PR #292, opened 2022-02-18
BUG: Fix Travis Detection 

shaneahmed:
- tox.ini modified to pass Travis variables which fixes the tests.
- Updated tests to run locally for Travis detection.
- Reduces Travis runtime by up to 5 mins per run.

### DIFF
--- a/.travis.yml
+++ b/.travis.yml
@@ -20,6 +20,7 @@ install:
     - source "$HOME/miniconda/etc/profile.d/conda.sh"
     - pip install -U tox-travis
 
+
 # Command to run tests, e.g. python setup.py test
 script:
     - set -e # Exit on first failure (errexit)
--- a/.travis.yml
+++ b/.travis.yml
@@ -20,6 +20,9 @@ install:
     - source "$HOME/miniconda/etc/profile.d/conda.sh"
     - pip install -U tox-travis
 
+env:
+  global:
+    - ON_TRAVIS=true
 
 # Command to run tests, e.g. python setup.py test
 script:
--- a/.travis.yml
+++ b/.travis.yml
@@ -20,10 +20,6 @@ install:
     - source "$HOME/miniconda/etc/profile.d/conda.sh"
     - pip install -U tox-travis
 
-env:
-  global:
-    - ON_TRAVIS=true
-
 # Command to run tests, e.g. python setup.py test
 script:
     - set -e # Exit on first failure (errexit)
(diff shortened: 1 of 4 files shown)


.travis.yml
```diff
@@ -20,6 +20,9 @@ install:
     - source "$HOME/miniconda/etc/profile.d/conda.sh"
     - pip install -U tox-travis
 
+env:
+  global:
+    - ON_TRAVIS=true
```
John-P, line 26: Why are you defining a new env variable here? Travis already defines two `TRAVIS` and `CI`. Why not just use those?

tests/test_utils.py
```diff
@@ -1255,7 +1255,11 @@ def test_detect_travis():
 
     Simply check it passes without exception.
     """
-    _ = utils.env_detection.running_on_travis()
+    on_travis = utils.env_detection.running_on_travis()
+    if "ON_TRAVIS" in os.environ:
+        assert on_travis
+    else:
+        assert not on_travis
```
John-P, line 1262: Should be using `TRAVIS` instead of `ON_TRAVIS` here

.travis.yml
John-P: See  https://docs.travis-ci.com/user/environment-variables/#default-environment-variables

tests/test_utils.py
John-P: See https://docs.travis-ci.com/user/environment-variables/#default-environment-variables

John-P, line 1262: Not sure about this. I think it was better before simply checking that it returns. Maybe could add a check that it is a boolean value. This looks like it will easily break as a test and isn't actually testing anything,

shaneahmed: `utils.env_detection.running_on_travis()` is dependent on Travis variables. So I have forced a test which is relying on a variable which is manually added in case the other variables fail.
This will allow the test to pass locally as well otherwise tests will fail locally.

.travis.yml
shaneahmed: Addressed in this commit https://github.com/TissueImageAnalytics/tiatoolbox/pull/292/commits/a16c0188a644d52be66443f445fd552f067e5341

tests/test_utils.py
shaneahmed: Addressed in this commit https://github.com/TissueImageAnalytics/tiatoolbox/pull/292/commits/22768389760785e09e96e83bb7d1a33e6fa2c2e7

---

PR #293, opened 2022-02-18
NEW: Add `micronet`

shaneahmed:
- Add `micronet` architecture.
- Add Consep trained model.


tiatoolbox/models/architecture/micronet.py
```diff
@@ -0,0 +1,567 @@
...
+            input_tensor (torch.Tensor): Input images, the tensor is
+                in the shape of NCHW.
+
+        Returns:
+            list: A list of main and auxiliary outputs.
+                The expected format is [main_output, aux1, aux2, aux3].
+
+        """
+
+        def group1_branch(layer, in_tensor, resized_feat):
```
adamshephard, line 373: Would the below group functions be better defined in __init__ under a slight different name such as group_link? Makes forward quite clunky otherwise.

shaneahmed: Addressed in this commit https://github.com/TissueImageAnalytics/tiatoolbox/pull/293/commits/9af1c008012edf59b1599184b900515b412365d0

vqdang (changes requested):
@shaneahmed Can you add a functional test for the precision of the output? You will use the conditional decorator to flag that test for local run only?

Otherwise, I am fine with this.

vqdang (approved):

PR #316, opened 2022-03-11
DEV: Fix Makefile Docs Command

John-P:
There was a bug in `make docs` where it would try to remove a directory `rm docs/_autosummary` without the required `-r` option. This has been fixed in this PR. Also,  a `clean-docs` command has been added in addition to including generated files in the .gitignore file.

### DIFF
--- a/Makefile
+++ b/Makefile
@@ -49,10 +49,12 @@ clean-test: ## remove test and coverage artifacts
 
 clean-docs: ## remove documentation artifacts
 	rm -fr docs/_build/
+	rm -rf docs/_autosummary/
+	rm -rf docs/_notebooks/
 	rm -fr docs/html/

:: TASK TO COMPLETE ::
Please return all lines from the records that hold the word "locally".

:: RESULT BELOW ::
- Updated tests to run locally for Travis detection.
This will allow the test to pass locally as well otherwise tests will fail locally.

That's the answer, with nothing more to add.